Mon, 12 Mar 2012 18:50:54 (PDT)


----------



## The Laughing Magpie (Aug 20, 2009)

He looks great! I love the Ice on Ice, I use it on Misty not on Yogi, they have different coats with different needs.


----------



## tokipoke (Feb 13, 2012)

Lizzie'sMom said:


> He looks great! I love his coloring. How do you get the bangs to stay back? I try and try to blow dry them back, but Lizzie keeps her nose down. Her bangs are longer now that just the front part of them fall forward.


Thank you! I sprayed some Ice on Ice on his head and brushed/combed his bangs back. He was also freshly blow dried. Trust me, his carefully combed back do' did not last long. He was running around scratching his ears and rolling around on the ground after I let him off the table (I cleaned his ears *gasp*). I always have to tie up his hair or else he can't see anything.


----------



## tokipoke (Feb 13, 2012)

The Laughing Magpie said:


> He looks great! I love the Ice on Ice, I use it on Misty not on Yogi, they have different coats with different needs.

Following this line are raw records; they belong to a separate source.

PR #5109, opened 2023-12-14
Set allowed origins in config

jerebear12:

When making a request to a server at a different domain from a browser, the browser will impose a set of restrictions known as CORS. When making a request with credentials from a browser to a server on a different domain, the server with a different domain cannot accept the credentials in the usual way. The usual way is to use the header "Access-Control-Allow-Credentials" with value true. The browser fails the request when the "Access-Control-Allow-Origin" header has a value of *(wildcard). If the value of "Access-Control-Allow-Origin" is set to a specific domain, the browser will let the request through.

This issue appears when making a request to the Filer or S3 Gateway from a web client with credentials included. This happens when the client needs to send HTTP-only cookies to SeaweedFS, a use case addressed in this pull: #5077. 

I added a way to specify allowed domains(plural) in the security.toml file and through a command line flag `-allowedDomains`. The default value is still "*". The value set in the configuration file or command line flag adjust the value of the "Access-Control-Allow-Origin" header.

The domains are split by comma in the code and added as a list of type string. When the Filer or S3 Gateway receive a request, we check for the "Domain" header the browser will include. If the header is not empty, we compare the value to the domains added to the config. If there is a match, we return the matched value to give the browser the "go ahead" and respond to the request. If the domain is not found(no match), the request will fail with a status code of 503(Resource Forbidden). If no configuration is changed and the command line flag is not set, the default value is used, and requests that do not include credentials will go through as usual. 

**These changes apply to the Filer and S3 gateway**.

# How is the PR tested?

Tested on my local machine with a web client. I tested with the default value, with the localhost domain in the security.conf, and using the command line flag

# Checks

### DIFF
--- a/weed/command/filer.go
+++ b/weed/command/filer.go
@@ -258,7 +258,7 @@ func (fo *FilerOptions) startFiler() {
 		ShowUIDirectoryDelete: *fo.showUIDirectoryDelete,
 		DownloadMaxBytesPs:    int64(*fo.downloadMaxMBps) * 1024 * 1024,
 		DiskType:              *fo.diskType,
-		AllowedOrigins:        *fo.allowedOrigins,
+		AllowedOrigins:        strings.Split(*fo.allowedOrigins, ","),
 	})
 	if nfs_err != nil {
 		glog.Fatalf("Filer startup error: %v", nfs_err)
--- a/weed/command/filer.go
+++ b/weed/command/filer.go
@@ -61,6 +61,7 @@ type FilerOptions struct {
 	showUIDirectoryDelete   *bool
 	downloadMaxMBps         *int
 	diskType                *string
+	allowedOrigins          *string
 }
 
 func init() {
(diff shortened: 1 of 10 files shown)


weed/command/filer.go
```diff
@@ -91,6 +92,7 @@ func init() {
 	f.showUIDirectoryDelete = cmdFiler.Flag.Bool("ui.deleteDir", true, "enable filer UI show delete directory button")
 	f.downloadMaxMBps = cmdFiler.Flag.Int("downloadMaxMBps", 0, "download max speed for each download request, in MB per second")
 	f.diskType = cmdFiler.Flag.String("disk", "", "[hdd|ssd|<tag>] hard drive or solid state drive or any tag")
+	f.allowedOrigins = cmdFiler.Flag.String("allowedOrigins", "*", "comma separated list of allowed origins")
```
chrislusf, line 95: how about defaulting `allowedOrigins` to an empty string?

jerebear12: The filer and S3 gateway will need a value of an address or the wildcard on startup in order to work properly. With a blank value the requests from the browser will fail unless they are from the same origin I believe. Requests from a non web could would most likely continue to work.

PR #5123, opened 2023-12-20
Using filer.remote.sync concurrency in filer.remote.gateway

itsfarbod:
- Chnaged ProcessEvenFn to be concurrent just like filer.remote.sync

So the problem appeared in a comparison between `filer.remote.sync` and `filer.remote.gateway`
In action `filer.remote.sync` was much more faster, and I measured the difference and it was something between 80x to 100x performance difference.

So I checked out the code and it was a simple procedure used in `filer.remote.sync` which I think is used for concurrency.
Here is the part of code I changed in `weed/command/filer_remote_gateway_buckets.go`:
```
// read filer remote storage mount mappings
	if detectErr := option.collectRemoteStorageConf(); detectErr != nil {
		return fmt.Errorf("read mount info: %v", detectErr)
	}

	eachEntryFunc, err := option.makeBucketedEventProcessor(filerSource)
	if err != nil {
		return err
	}

	processor := NewMetadataProcessor(eachEntryFunc, 128)

	var lastLogTsNs = time.Now().UnixNano()
	processEventFnWithOffset := pb.AddOffsetFunc(func(resp *filer_pb.SubscribeMetadataResponse) error {
		processor.AddSyncJob(resp)
		return nil
	}, 3*time.Second, func(counter int64, lastTsNs int64) error {
		if processor.processedTsWatermark == 0 {
			return nil
		}
		now := time.Now().UnixNano()
		glog.V(0).Infof("remote sync %s progressed to %v %0.2f/sec", *option.filerAddress, time.Unix(0, processor.processedTsWatermark), float64(counter)/(float64(now-lastLogTsNs)/1e9))
		lastLogTsNs = now
		return remote_storage.SetSyncOffset(option.grpcDialOption, pb.ServerAddress(*option.filerAddress), option.bucketsDir, processor.processedTsWatermark)
	})
```
When I tested `filer.remote.gateway` after this change, Its performance was exactly like `filer.remote.sync`
# How is the PR tested?
Locally via docker compose.
On a k8s cluster.

# Checks
It's a Bug Fix. No need to change the wiki.

### DIFF
--- a/weed/command/filer_remote_gateway_buckets.go
+++ b/weed/command/filer_remote_gateway_buckets.go
@@ -30,10 +30,20 @@ func (option *RemoteGatewayOptions) followBucketUpdatesAndUploadToRemote(filerSo
 		return err
 	}
 
-	processEventFnWithOffset := pb.AddOffsetFunc(eachEntryFunc, 3*time.Second, func(counter int64, lastTsNs int64) error {
-		lastTime := time.Unix(0, lastTsNs)
-		glog.V(0).Infof("remote sync %s progressed to %v %0.2f/sec", *option.filerAddress, lastTime, float64(counter)/float64(3))
-		return remote_storage.SetSyncOffset(option.grpcDialOption, pb.ServerAddress(*option.filerAddress), option.bucketsDir, lastTsNs)
+	processor := NewMetadataProcessor(eachEntryFunc, 128)
+
+	var lastLogTsNs = time.Now().UnixNano()
+	processEventFnWithOffset := pb.AddOffsetFunc(func(resp *filer_pb.SubscribeMetadataResponse) error {
+		processor.AddSyncJob(resp)
+		return nil
+	}, 3*time.Second, func(counter int64, lastTsNs int64) error {
+		if processor.processedTsWatermark == 0 {
+			return nil
+		}
+		now := time.Now().UnixNano()
+		glog.V(0).Infof("remote sync %s progressed to %v %0.2f/sec", *option.filerAddress, time.Unix(0, processor.processedTsWatermark), float64(counter)/(float64(now-lastLogTsNs)/1e9))
+		lastLogTsNs = now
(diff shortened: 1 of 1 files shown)


weed/command/filer_remote_gateway_buckets.go
```diff
@@ -30,10 +30,20 @@ func (option *RemoteGatewayOptions) followBucketUpdatesAndUploadToRemote(filerSo
 		return err
 	}
 
-	processEventFnWithOffset := pb.AddOffsetFunc(eachEntryFunc, 3*time.Second, func(counter int64, lastTsNs int64) error {
-		lastTime := time.Unix(0, lastTsNs)
-		glog.V(0).Infof("remote sync %s progressed to %v %0.2f/sec", *option.filerAddress, lastTime, float64(counter)/float64(3))
-		return remote_storage.SetSyncOffset(option.grpcDialOption, pb.ServerAddress(*option.filerAddress), option.bucketsDir, lastTsNs)
+	processor := NewMetadataProcessor(eachEntryFunc, 128)
```
kmlebedev, line 33: 128 - Let's put it in a static variable and call it so that it is clear what it is responsible for. 
Also, maybe it’s worth connecting to the number core via GOMAXPROCS?

itsfarbod: I agree, but i actually tried to use the same logic from `filer.remote.sync`
But how is it possible to use GOMAXPROCS‌ for this code?

itsfarbod: Also I think merging this PR before the release will be helpful and I'll change the logic behind the concurrency value in future. Because it needs a change in both `filer.remote.gateway` and `filer.remote.sync`. 
In other hands I think founding the actual proper value for max concurrency parameter needs a separate discussion for setting it to a appropriate value.
So I will be very thankful if this PR gets merged.
Thanks.

PR #5134, opened 2023-12-23
Update network.go since To16 converts the IP address ip up to a 16-byte representation. If ip is not an IP address (it is the wrong length), To16 returns nil.

vivekkoya:
Optimizing Network code performance

To16 also works for ipv4 addresses as referenced in the go documentation: https://pkg.go.dev/net. The referenced change removes a variable and an accompanying check for IPV4/6, improving performance.

# How is the PR tested?
The code should pass the existing network tests.

# Checks

### DIFF
--- a/weed/util/network.go
+++ b/weed/util/network.go
@@ -15,18 +15,13 @@ func DetectedHostAddress() string {
 		return ""
 	}
 
-	if v4Address := selectIpV4(netInterfaces, true); v4Address != "" {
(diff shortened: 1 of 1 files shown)


vivekkoya:
Can you please provide more details regarding the OS, docker, runtime environment, and if docker ipv6 support is enabled under Linux: https://docs.docker.com/config/daemon/ipv6/. ? Thank you

PR #5166, opened 2024-01-05
chore: filer sync add doDeleteFiles option for create only mode

kmlebedev:

I would like to have a backup cluster where nothing is deleted instantly.

Add an option to skip synchronization of deleted and updated files.

Trying to create an existing file will result in an error that can be ignored.

# How is the PR tested?

```
make test
```

# Checks

### DIFF
--- a/weed/command/filer_sync.go
+++ b/weed/command/filer_sync.go
@@ -47,7 +47,8 @@ type SyncOptions struct {
 	metricsHttpIp   *string
 	metricsHttpPort *int
 	concurrency     *int
-	doDeleteFiles   *bool
+	aDoDeleteFiles  *bool
+	bDoDeleteFiles  *bool
 	clientId        int32
 	clientEpoch     int32
 }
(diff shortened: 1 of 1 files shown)


weed/command/filer_sync.go
```diff
@@ -90,6 +91,7 @@ func init() {
 	syncMemProfile = cmdFilerSynchronize.Flag.String("memprofile", "", "memory profile output file")
 	syncOptions.metricsHttpIp = cmdFilerSynchronize.Flag.String("metricsIp", "", "metrics listen ip")
 	syncOptions.metricsHttpPort = cmdFilerSynchronize.Flag.Int("metricsPort", 0, "metrics listen port")
+	syncOptions.doDeleteFiles = cmdFilerSynchronize.Flag.Bool("doDeleteFiles", true, "delete and update files when synchronizing")
```
chrislusf: The user may need to set for `a` or `b` sync direction.

kmlebedev: > The user may need to set for `a` or `b` sync direction.

done

PR #5180, opened 2024-01-08
Removed problematic if statement

jerebear12:

The removed if statement was causing the value of option.AllowedOrigins to always be equal to "*". 

Removing the if statement that was causing the config values to only be set when the option.AllowedOrigins property is nil or empty. 

Now the values in the config file will be used when present. This allows for people who don't need this feature to not update their security.toml files(same as before).

# How is the PR tested?

I tested on my local machine using a web client that makes requests that fail when SeaweedFS has the wildcard config. Then I adjusted the config values and retried the same requests. The AccessControlAllowOrigin header was successfully changed according to the config in my tests.

# Checks


jerebear12:
Thanks @chrislusf!

PR #521, opened 2020-11-02
Add translation for two new strings

skywalkerdude:
@finben pls help translate


finben (commented):
I don't see the German file. But go ahead and just add this to the German string file

In die Zwischenablage kopierter Vers -> verse copied to clipboard
Geschwindigkeit -> speed

PR #541, opened 2021-05-11
remove the unnecessary linker flag related to FIRanalyticsConnector an…

finben:
…d let pods update instead of locking down to 13.2


skywalkerdude (dismissed):

Hymns/Browse/AllSongsViewModel.swift
```diff
@@ -12,6 +12,6 @@ class AllSongsViewModel: ObservableObject {
 
 extension Resolver {
     public static func registerAllSongsViewModel() {
-        register {AllSongsViewModel()}.scope(graph)
+        register {AllSongsViewModel()}.scope(.graph)
```
finben, line 15: fix a deprication warning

I also have some Crown Royale spray (No. 3) that is great for poodle coats. I use that on my poodle. I like the Ice on Ice for sleek, soft hair. I use it on my hair sometimes.


----------



## ClaireVoyant (Jan 26, 2012)

He looks just precious! You did a great job on him. I got a sample of Ice on Ice with my last CC order but haven't used it. You've inspired me


----------



## The Laughing Magpie (Aug 20, 2009)

I love, love, love, Crown Royle, I love the smell...it reminds me of my grandmothers Poodle Mitzi from over 40 years ago..gasp., her poodle would go to the groomer and smell like that. I like the number one for my Hav's inbetween times. I will try this on my Bolonka, just have not decided which one, she has a coat with long loopy curls soft outer coat wooly shorter under coat, not really like a poodle and not like a Havanese at all. The Ice on Ice is good if you spray it on the feet to prevent heavy staining.


----------



## krandall (Jun 11, 2009)

What a beautiful job! He looks fantastic!


----------